But for Oxford kindergarten teacher Millie Litten, there’s been a silver lining. “I became a more resourceful and better teacher for it, and I’m seeing those results in my kids.”

She, like so many others, panicked when first sent home to teach online in the spring of 2020. “Everything changed, everything I know and everything I do well, I just couldn’t do anymore.” But once she realized they would again be teaching online for the 2020-21 school year, it forced her to grow.

All the procedures and policies that she had perfected in her 15 years of teaching had to be revamped. She had to learn how to use new technology herself while teaching it to her students while they were using the very technology they didn’t fully know how to use. “I definitely had to have stronger relationships with families,” she says, reporting that most of her students were being watched by grandparents and great-grandparents, who also had to learn the technology.

“There were things I didn’t think kindergarteners could do, but then they learned how to do them.” 

She learned too, alongside her students. “But I didn’t have to reinvent the wheel,” she says. “Everything they needed to learn, someone had already figured out how to teach.”

She enrolled in professional development over the summer of 2021 to further perfect the integration of technology into the kindergarten experience. “I still have to teach them how to interact and how to share, but it has to be done safely and with six feet of space.”

Ms. Litten now relies heavily on placement cards, that show children exactly where to sit or stand for certain activities, and on “number order,” where students are always next to the same classmates, making contact tracing easier. She reports fewer behavior problems this year despite having 25 students in her class. 

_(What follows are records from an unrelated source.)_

PR #873, opened 2022-02-28
1.5x heap allocation for API service

hotzevzl:
https://vizzuality.atlassian.net/browse/MARXAN-1328


hotzevzl:
If the interwebs are correct (https://medium.com/geekculture/node-js-default-memory-settings-3c0fe8a9ba1), the default heap allocation should have been bumped to 4GiB from NodeJS v14 onwards, at least for systems with at least 16GiB physical memory: https://github.com/v8/v8/commit/b2f75b008d14fd1e1ef8579c9c4d2bc7d374efd3

GitHub Actions runners should be allocated with 7GiB memory, so the earlier 2GiB default should still apply. Bumping this to 6GiB as this PR does may be too much (as we also run other stuff on the same VM), so I'm open to feedback on this. Maybe I could see if a 3GiB allocation does solve our intermittent OOM issues when running tests for the API service, and be done with this if it kind of fixes things for the time being.

hotzevzl:
@alexeh I'm dragging you kicking and screaming in this PR because I have been told you are _the_ definitive v8 memory wizard in LG, so here we go.

I am not sure how many times I should push the "re-run all jobs" button in GH actions until we can be satisfied that this change actually "kinda fixes" the intermittent OOM issue we've been having with these tests... I'll keep pushing it for a while, in any case.

tiagojsag (approved):
MOAR MEMORY!!!!!!

PR #1568, opened 2023-10-31
Add feature amount calculation to feature shapefile upload [MRXN-468]

KevSanchez:
### Overview

### Designs

### Testing instructions

### Feature relevant tickets

---

- [ ] Update CHANGELOG file

### DIFF
--- a/api/apps/api/src/modules/geo-features/geo-features.service.ts
+++ b/api/apps/api/src/modules/geo-features/geo-features.service.ts
@@ -53,7 +53,7 @@ import {
   FeatureAmountsPerPlanningUnitService,
 } from '@marxan/feature-amounts-per-planning-unit';
 import { ComputeFeatureAmountPerPlanningUnit } from '@marxan/feature-amounts-per-planning-unit/feature-amounts-per-planning-units.service';
-import { CHUNK_SIZE_FOR_BATCH_GEODB_OPERATIONS } from '@marxan-geoprocessing/utils/chunk-size-for-batch-geodb-operations';
+import { CHUNK_SIZE_FOR_BATCH_APIDB_OPERATIONS } from '@marxan-api/utils/chunk-size-for-batch-apidb-operations';
 
 const geoFeatureFilterKeyNames = [
   'featureClassName',
@@ -431,10 +431,14 @@ export class GeoFeaturesService extends AppBaseService<
         computedFeatureAmounts,
       );
 
+      await this.saveAmountRangeForFeatures(
+        apiQueryRunner.manager,
+        geoQueryRunner.manager,
+        [geoFeature.id],
+      );
+
       await apiQueryRunner.commitTransaction();
       await geoQueryRunner.commitTransaction();
-
-      await this.saveAmountRangeForFeatures([geoFeature.id]);
     } catch (err) {
       await apiQueryRunner.rollbackTransaction();
       await geoQueryRunner.rollbackTransaction();
@@ -468,7 +472,7 @@ export class GeoFeaturesService extends AppBaseService<
         amount,
         projectPuId,
       })),
-      { chunk: CHUNK_SIZE_FOR_BATCH_GEODB_OPERATIONS },
+      { chunk: CHUNK_SIZE_FOR_BATCH_APIDB_OPERATIONS },
     );
   }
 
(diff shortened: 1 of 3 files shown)


api/apps/api/src/modules/geo-features/geo-features.service.ts
```diff
@@ -431,6 +452,24 @@ export class GeoFeaturesService extends AppBaseService<
...
+    );
+    await repo.save(
+      featureAmounts.map(({ amount, projectPuId, featureId }) => ({
+        projectId,
+        featureId,
+        amount,
+        projectPuId,
+      })),
+    );
+  }
```
hotzevzl, line 471: I think this may break under pressure, aka when inserting a high enough number of PU amounts at once so that the combined number of query parameters goes above PostgreSQL's limit for this.


```suggestion
// add to imports
import { CHUNK_SIZE_FOR_BATCH_GEODB_OPERATIONS } from '@marxan-geoprocessing/utils/chunk-size-for-batch-geodb-operations';
//and here
    await repo.save(
      featureAmounts.map(({ amount, projectPuId, featureId }) => ({
        projectId,
        featureId,
        amount,
        projectPuId,
      })),
      {
        chunk: CHUNK_SIZE_FOR_BATCH_GEODB_OPERATIONS,
      }
    );
  }
```

api/libs/feature-amounts-per-planning-unit/src/feature-amounts-per-planning-units.service.ts
```diff
@@ -41,48 +41,51 @@ export class FeatureAmountsPerPlanningUnitService {
...
     /**
      * @TODO further performance savings: limiting scans to planning_units_geom
      * by partition (we need to get the grid shape from the parent project); use
      * && operator instead of st_intersects() for bbox-based calculation of
      * intersections.
      */
+    geoEntityManager = geoEntityManager
+      ? geoEntityManager
+      : this.geoEntityManager;
+
```
hotzevzl, line 56: I think you could simplify this:

```suggestion
    geoEntityManager: EntityManager = this.geoEntityManager,
  ): Promise<ComputeFeatureAmountPerPlanningUnit[]> {
    /**
     * @TODO further performance savings: limiting scans to planning_units_geom
     * by partition (we need to get the grid shape from the parent project); use
     * && operator instead of st_intersects() for bbox-based calculation of
     * intersections.
     */

```

hotzevzl (commented):
thanks @KevSanchez! I'm still trying out the functionality in my local dev environment, but in the meanwhile, please see a couple of notes inline.

api/apps/api/src/modules/geo-features/geo-features.service.ts
hotzevzl: 🤔 I thought I had posted a follow-up comment via my IDE but I think I may have messed that up - basically it was about my ill-informed advice to use `CHUNK_SIZE_FOR_BATCH_GEODB_OPERATIONS` as this is defined in the geoprocessing service and so it will not be importable directly in the api service. I had some random rants about semantics in my vanished comment, but basically tl;dr please let's use `CHUNK_SIZE_FOR_BATCH_APIDB_OPERATIONS` here without moving anything else around (moving constants to libs, etc.)

hotzevzl:
@KevSanchez works beautifully for me - please have a look at the leftover inline comments including my own backpedaling on the suggestion to use `CHUNK_SIZE_FOR_BATCH_GEODB_OPERATIONS` and then we can merge ❤️

api/apps/api/src/modules/geo-features/geo-features.service.ts
```diff
@@ -854,6 +893,10 @@ export class GeoFeaturesService extends AppBaseService<
       .groupBy('fappu.feature_id')
       .getRawMany();
 
+    if (minAndMaxAmountsForFeatures.length === 0) {
+      return;
+    }
```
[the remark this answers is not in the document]
KevSanchez: Yeah I agree, it would be better to throw error, and catch it later. 
The only issue in this case is that by the time this function executes, where it gets executed, the changes relater to feature amounts have already been committed (geo-features.service.ts line 437 and features-amount-upload.service.ts line 116), and catching the error won't do much more than logging it (which already better than nothing, indeed)

hotzevzl (approved):
let's merge once all is green, thanks! 🚀

PR #1569, opened 2023-10-31
fix(OutputSummary): Fixes bug generating output summary with not correct run at least once criteria [MRXN-474]

KevSanchez:
### Overview

### Designs

### Testing instructions

### Feature relevant tickets

---

- [ ] Update CHANGELOG file

### DIFF
--- a/api/apps/api/test/projects/project-summaries/output-project-summaries.e2e-spec.ts
+++ b/api/apps/api/test/projects/project-summaries/output-project-summaries.e2e-spec.ts
@@ -110,16 +110,14 @@ describe('when generating output summary metadata for a project', () => {
   it('should generate zip files', async () => {
     // This test will arrange 2 scenarios, with 5 runs, and 5 Planning Units
     const projectId = await fixtures.GivenProjectExistsOnAPI('project');
-    const scenario1Id =
-      await fixtures.GivenScenarioWithAtLeastOneRunExistsOnAPI(
-        'scenario1Name',
-        projectId,
-      );
-    const scenario2Id =
-      await fixtures.GivenScenarioWithAtLeastOneRunExistsOnAPI(
-        'scenario2Name',
-        projectId,
-      );
+    const scenario1Id = await fixtures.GivenScenario(
+      'scenario1Name',
+      projectId,
+    );
+    const scenario2Id = await fixtures.GivenScenario(
+      'scenario2Name',
+      projectId,
+    );
 
     const scenarioIdToNameMapping = [
       {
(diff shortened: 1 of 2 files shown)


api/apps/api/test/projects/project-summaries/output-project-summaries.e2e-spec.ts
```diff
@@ -398,10 +399,13 @@ const getFixtures = async () => {
...
       return projectId;
     },
-    GivenScenarioWithAtLeastOneRunExistsOnAPI: async (
+    GivenScenarioRanAtLeastOnceExistsOnAPI: async (
       name: string,
       projectId: string,
+      numberOfRuns?: number,
     ) => {
+      // Even though numberOfRuns shouldn't be null, it can happen very sporadically because of MRXN-29
+      // so ranAtLeastOnce must be used as criteria to select the scenarios for output summary
```
hotzevzl, line 408: 😬 I think my explanation in MRXN23-474 was indeed confusing: `numberOfRuns` _has nothing to do_ with what we are checking here: `numberOfRuns` is a Marxan setting, that we use to instruct the Marxan solver about how many iterations to use when running its solver flow.

It does not tell us "how many times a user has run a scenario successfully" - we do record this information only through API events, but we don't really expose it in any way through the API or use it internally. It is only a Marxan setting, but does not describe any state of things.

The fix in the present PR is not needed because `numberOfRuns` number may be zero or undefined: it is needed because it should never be used to infer whether a scenario has ever run successfully; the only thing we should ever check is that if a scenario's `ranAtLeastOnce` property is true, then it should be included in the summary.

I recommend to remove this comment altogether, and in terms of tests, I suggest to remove the handling of `numberOfRuns` from `GivenScenarioRanAtLeastOnceExistsOnAPI()`, and adjust fixtures below to only deal with `ranAtLeastOnce`.

tl;dr we should not be concerned at all with `numberOfRuns` in this PR: setting it explicitly to zero should not even be something we ever do in tests or in reality, unless we want to test that Marxan will still default to its default number of runs if it is supplied a number that doesn't make sense (but this would be testing Marxan, not our app, so I'd forget about this altogether 😅)


```suggestion
```

hotzevzl (changes requested):
thanks @KevSanchez 

the fix is ok, and thanks for improving `ThenOutputCSVDoesNotContainScenarioWith()` to be able to handle more complex test scenarios.

I've left some inline notes about possible confusion (my bad in the explanation in the Jira story, sorry!) stemming from the use of `numberOfRuns` in test fixtures - see the notes, but tl;dr is that I recommend to not be bothered with `numberOfRuns` in these tests at all

api/apps/api/test/projects/project-summaries/output-project-summaries.e2e-spec.ts
KevSanchez: Ahhh I see what you mean, I wasn't aware of that property being a setting per se. Yeah, I agree, better to not leave that info on there to avoid further confusion.

hotzevzl (approved):
great, thanks!

PR #1577, opened 2023-11-14
remove deprecated scenario-level endpoints [MRXN23-506]

hotzevzl:
https://vizzuality.atlassian.net/browse/MRXN23-506


KevSanchez:
Wondering if it would be worth taking the opportunity and remove the ScenarioService methods used that are not relevant anymore, `processCostSurfaceShapefile` and `getCostRange`. The latter seems to be easy enough, as it just goes 2 function levels deep, but the former, involves commands, events and most surely jobs, it can turn into a bit of a rabbit hole.

andresgnlez:
@hotzevzl @KevSanchez  https://github.com/Vizzuality/marxan-cloud/pull/1634 should unlock this.

hotzevzl:
> Wondering if it would be worth taking the opportunity and remove the ScenarioService methods used that are not relevant anymore, `processCostSurfaceShapefile` and `getCostRange`. The latter seems to be easy enough, as it just goes 2 function levels deep, but the former, involves commands, events and most surely jobs, it can turn into a bit of a rabbit hole.

excellent point, and silly me - good catch.

I think I've removed all that could be removed now. Waiting for tests to run, and doing a functional check in a dev environment in the meanwhile 🤞🏼

hotzevzl:
ok, all tests passed and functional QA was ok - I'll merge

PR #1612, opened 2023-12-14
report min/max amounts in square km for features from shapefile [MRXN23-528]

hotzevzl:
https://vizzuality.atlassian.net/browse/MRXN23-528


KevSanchez:
Everything OK, added the rounding logic as per the comments on the JIRA issue

KevSanchez (approved):

PR #1632, opened 2024-01-18
adds upcoming changes banner to homepage (cherry-picked change for MaPP v1 production environment) [MRXN23-560]

hotzevzl:
### Overview

Adds notice banner for upcoming changes, for MaPP v1 (currently only used in the TNC production environment)

### Designs

N/A

### Testing instructions

Banner should be shown in production when enabled via feature flag. Nothing else should break 🙏🏼 .

### Feature relevant tickets

https://vizzuality.atlassian.net/browse/MRXN23-560

---

- [ ] Update CHANGELOG file

### DIFF
--- a/app/layout/upcoming-changes/component.tsx
+++ b/app/layout/upcoming-changes/component.tsx
@@ -1,0 +1,44 @@
+import { useCallback } from 'react';
+
+import { useCookies } from 'react-cookie';
+
+import { useFeatureFlags } from 'hooks/feature-flags';
+
+import Button from 'components/button';
+import Wrapper from 'layout/wrapper';
+
+export const UpcomingChangesBanner = (): JSX.Element => {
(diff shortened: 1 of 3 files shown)


hotzevzl:
@andresgnlez this is what I think we need in order to add the notice banner for the upcoming MaPP release to the production instance - could you please cross-check that I didn't do anytyhing silly here?

The vercel deploy triggered as part of this PR's actions is failing because we are feeding the Vercel build the old and obsolete Node version from our `package.json` - though this should not be a problem in production as we just keep running what we have there in terms of Node runtime version.

andresgnlez:
@hotzevzl yes, this is perfect, thanks Andrea!

And yes, I received the fail notification from Vercel, we should probably shut down that instance as it is not being used, AFAIK, but that's a battle for another day :D

andresgnlez (approved):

There are challenges, no doubt, especially when they were still wearing masks full time. Understanding students’ enunciation or ability to break words up into sound segments is extra difficult when you can’t see someone’s mouth. But through “so much trial and error,” she’s learned new procedures and new curricular tools.

“I was forced to step out of my comfort zone,” she says. “But I really think that I became more knowledgeable and more excited to pass on that knowledge.”